I dunno, but I've caught some very large carp (not to brag :lol: )that have fought very hard. Stronger than the biggest northerns. They can really put up a fight. Not to mention how high they get your hopes(Big walleye!!) only to have them come crashing down when you see those beautiful bugle lips!! :x


----------



## rockinmichigan

[email protected] lips Yeah, I've had some good sized carp before. They ain't worth a darn eating, and they ain't pretty, but I tell ya they do fight. Somebody has a thread that I replied to a little bit ago on the "Other Species" section that said that pound for pound carp were the best fighters. I say they are right up there, but catfish, bullhead, and sheephead put up good fights too. I said on there and I'll say it again, a sheephead's fight is underrated. Going back to my question, I've never had a carp zig zag like that before. It could've been ya know, which sucks because I never got it close enough to even see it and identify it. At least I wanted that. Been a couple years since I've caught a carp, and by saying that I'm automatically jinxing myself for the rest of the year LOL


----------



## stevepike

I would say it was a cat. The big ones do have that bulldog side to side kind of fight.
Carp will do it too but not as much. With all the species you mentioned, I would put my money on it being a cat (either species). 
Pound for Pound? Imagine a 15 lb bluegill? or a 15 lb smallmouth? I think they beat carp in the pound for pound category.


----------



## rockinmichigan

I've caught my fair share of cats and carp, haven't caught anything carp-wise though in a couple years though. Not by habit, because I've do mostly bottom feeding at night when they lurk with the mighty catfish and bullhead. Just have ended up catching channels, yellow bullhead, and sheephead.
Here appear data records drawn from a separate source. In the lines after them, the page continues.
PR #11957, opened 2026-07-21
test: guard TRT-LLM engine arg preservation

### LINKED ISSUE #9288: [CONTRIBUTION]: [FEATURE]: Enforce user-config preservation in TRT-LLM worker arg_map
### Type of Change

Refactoring

### Problem Statement

  ## Feature request

  Add programmatic guardrails so user-supplied engine arguments (YAML, `--extra-engine-args`, `--override-engine-args`) cannot be silently clobbered by Dynamo defaults when building the TRT-LLM `arg_map` in `components/src/dynamo/trtllm/workers/llm_worker.py`.                                                                                                                                                                                                                                                                                                            
                                                                                                                                                                                                                                                                                                                                                                                                                                                                                                      
  ## Describe the problem you're encountering
                                                                                                                                                                                                                                                                                                                                                                                                                                                                                                      
  The Dynamo→TRT-LLM config bridge in `init_llm_worker` is leaky. User YAML is parsed into `arg_map`, then `arg_map` is mutated in several places (`if config.publish_events_and_metrics:` block, dict↔`KvCacheConfig` conversion, `override_engine_args` deep-update) before being handed to `LLM(...)`. Nothing verifies that user-supplied values actually survive.                                                                                                                                
   
  This same six-line block has regressed three times in the past few releases:                                                                                                                                                                                                                                                                                                                                                                                                                        
                                                                  
  1. `84c7d1e234` (Sep 2025) — dict→`KvCacheConfig` refactor dropped the `if not event_buffer_max_size` guard, causing user-supplied buffer sizes to be silently overwritten with the 1024 default.                                                                                                                                                                                                                                                                                                   
  2. PR [#5198](https://github.com/ai-dynamo/dynamo/pull/5198) (Jan 2026) — partially fixed: preserved most `KvCacheConfig` settings via `model_dump`, but did not restore the conditional on `event_buffer_max_size` itself.
  3. PR [#9284](https://github.com/ai-dynamo/dynamo/pull/9284) — fixes `event_buffer_max_size` properly, but in the same change drops `arg_map["return_perf_metrics"] = config.publish_events_and_metrics`. After that PR, vanilla `--publish-events-and-metrics` deployments (without OTEL launch scripts that explicitly inject `return_perf_metrics: true`) silently lose TRT-LLM's `PerfMetricsManager` instrumentation — GPU forward/sample timing, `step_metrics`, `ctx_chunk_metrics`,         
  `time_breakdown` analysis, OTEL forward/sample spans. None of this is caught by existing tests.                                                                                                                                                                                                                                                                                                                                                                                                     
                                                                                                                                                                                                                                                                                                                                                                                                                                                                                                      
  The recurring pattern: Dynamo's internal massaging of `arg_map` clobbers or fails to forward user intent, and the failure mode is silent (no warning, no exception, no log), so it ships and is only discovered when someone notices missing data in production.                                                                                                                                                                                                                                    
                                                                  
  ## Describe alternatives you've tried                                                                                                                                                                                                                                                                                                                                                                                                                                                               
                                                                  
  - Adding individual conditional guards per field (the approach used in #5198 and #9284) — fixes one field at a time; doesn't prevent the next regression on a different field.                                                                                                                                                                                                                                                                                                                      
  - Documentation (`docs/backends/trtllm/trtllm-observability.md:212` documents the `return_perf_metrics` contract) — does not enforce.
  - Code review — has not caught the recurring class of bug.                                                                                                                                                                                                                                                                                                                                                                                                                                          
                                                                                                                                                                                                                                                                                                                                                                                                                                                                                                      
  A systemic guardrail in the worker init pipeline would prevent the next instance of this bug class.                                                                                                                                                                                                                                                                                                                                                                                                 
                                                                                                            

### Proposed Solution

Concretely, two complementary mechanisms:                                                                                                                                                                                                                                                                                                                                                                                                                                                           
                                                                  
  1. **Audit log of user-vs-default provenance.** Either snapshot the post-YAML `arg_map` and diff against the final `arg_map` before `LLM(**arg_map)`, or track per-key provenance (`{"event_buffer_max_size": "user_yaml", "backend": "dynamo_default", ...}`). Emit a warning whenever a Dynamo-default code path overwrites a user-supplied key. The existing `_warn_override_collisions` helper at `llm_worker.py:98` already implements this pattern in one direction (warning when             
  `override_engine_args` clobbers a value) — apply it across the whole pipeline.
  2. **Regression test pinning.** Feed YAML configs with non-default values for the historically-fragile fields (`kv_cache_config.event_buffer_max_size`, `kv_cache_config.free_gpu_memory_fraction`, `kv_cache_config.cache_transceiver_config`, `return_perf_metrics`, `backend`, `enable_iter_perf_stats`) and assert they survive end-to-end into the final `arg_map` produced by the worker init.                      

### Estimated PR Size

M (51-200 lines)

### Files/Components Affected

TRTLLM

cpakkamisaac-sae:
## Overview
Adds guardrails for TRT-LLM engine argument preservation when KV event publishing is enabled.

## Details
- Reuses the shared `warn_override_collisions` helper in `llm_worker` instead of the worker-local duplicate.
- Teaches collision warnings to recurse through model-like config objects that expose `model_dump()`, so nested overrides report precise dotted paths.
- Adds regression coverage for `--publish-kv-events` defaults and user-provided final engine args, including `backend`, `return_perf_metrics`, `enable_iter_perf_stats`, `kv_cache_config.event_buffer_max_size`, `kv_cache_config.free_gpu_memory_fraction`, and nested `cache_transceiver_config`.
- Refactors the existing engine-arg capture mocks into a helper used by the related worker tests.

## Where should reviewers start?
Start with `components/src/dynamo/trtllm/tests/test_trtllm_unit.py`, then check the small utility reuse in `components/src/dynamo/trtllm/workers/llm_worker.py` and `components/src/dynamo/trtllm/utils/trtllm_utils.py`.

## Related Issues
Fixes #9288

## Testing
- `python3 -m py_compile components/src/dynamo/trtllm/workers/llm_worker.py components/src/dynamo/trtllm/utils/trtllm_utils.py components/src/dynamo/trtllm/tests/test_trtllm_unit.py`
- `git diff --check`
- `PYTHONPATH=components/src python3 -c "... warn_override_collisions ..."`

Focused pytest was not run locally because the available environment does not have `pytest`/TensorRT-LLM installed.

## Summary by CodeRabbit

- **Bug Fixes**
  - Improved configuration override warnings to detect collisions within nested model-based configuration values.
  - Ensured resolved TRT-LLM engine settings remain consistent with configured overrides.
  - Improved handling of KV event publishing, including default event and metrics settings while preserving user-provided engine options.

- **Tests**
  - Expanded coverage for nested configuration warnings, engine argument resolution, and KV event publishing scenarios.

### DIFF
--- a/components/src/dynamo/trtllm/tests/test_trtllm_unit.py
+++ b/components/src/dynamo/trtllm/tests/test_trtllm_unit.py
@@ -7,6 +7,7 @@ import asyncio
 import os
 import re
 import warnings
+from dataclasses import dataclass
 from pathlib import Path
 from unittest import mock
 
@@ -22,9 +23,13 @@ if not torch.cuda.is_available():
 
 from dynamo.trtllm.args import Config, parse_args
 from dynamo.trtllm.constants import DisaggregationMode, Modality
+from dynamo.trtllm.engine import Backend
 from dynamo.trtllm.tests.conftest import make_cli_args_fixture
 from dynamo.trtllm.utils.trtllm_utils import deep_update, warn_override_collisions
-from dynamo.trtllm.workers.llm_worker import init_llm_worker
+from dynamo.trtllm.workers.llm_worker import (
+    DEFAULT_KV_EVENT_BUFFER_MAX_SIZE,
+    init_llm_worker,
+)
 
 # Get path relative to this test file
 REPO_ROOT = Path(__file__).resolve().parents[5]
@@ -317,6 +322,46 @@ def test_deep_update_adds_new_keys():
     assert target == {"a": 1, "b": 2, "c": {"nested": 3}}
 
 
+def test_deep_update_merges_model_dump_configs():
+    """deep_update preserves sibling settings from model-like configs."""
+
+    class ModelDumpConfig:
+        def model_dump(self):
+            return {
+                "event_buffer_max_size": 0,
+                "free_gpu_memory_fraction": 0.85,
+            }
+
+    target = {"kv_cache_config": ModelDumpConfig()}
+    source = {"kv_cache_config": {"event_buffer_max_size": 4096}}
+    deep_update(target, source)
+    assert target == {
+        "kv_cache_config": {
+            "event_buffer_max_size": 4096,
+            "free_gpu_memory_fraction": 0.85,
+        }
+    }
+
+
+def test_deep_update_merges_dataclass_configs():
+    """deep_update preserves sibling settings from dataclass configs."""
+
+    @dataclass
+    class DataclassConfig:
+        event_buffer_max_size: int = 0
+        free_gpu_memory_fraction: float = 0.85
+
+    target = {"kv_cache_config": DataclassConfig()}
+    source = {"kv_cache_config": {"event_buffer_max_size": 4096}}
+    deep_update(target, source)
+    assert target == {
+        "kv_cache_config": {
+            "event_buffer_max_size": 4096,
+            "free_gpu_memory_fraction": 0.85,
+        }
+    }
+
+
 # ---- Tests for trtllm_utils.warn_override_collisions ----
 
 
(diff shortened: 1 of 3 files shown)


cpakkamisaac-sae:
Closing this older PR because it has diverged from current TRT-LLM work and overlaps newer active fixes. Any remaining #9288 scope can be revisited as a focused change against current main.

I don't know, in that original thread for this forum I mentioned the one side with the rocks, looking out into the body of Lake Erie. I would cast out say 70 or so yards out, and I'm guessing its anywhere from 15-25 feet deep, not certain exactly how far down it is, though. Last year doing just that I caught a lot of white bass, more white bass then I've ever caught last year. About my question though, I've had catfish, bullhead, sheephead, and carp fight pretty good, and they'd average out at around 2 pounds for the most part with your few exceptions being spring hatchlings that I caught later in the summer. I've had the ever so slight zig zag, but nothing like what I had that day this past April. Could've been a cat, I almost doubt it though. For some reason I wanna say the water could've been too cold, because I wanna say it couldn't have been any warmer then 35 degrees. Can catfish hang out in water that cool, with it being like 4-5 feet deep?


----------



## stevepike

Yep, we catch them through the ice. They can handle it they just don't feed as much when it is cold out.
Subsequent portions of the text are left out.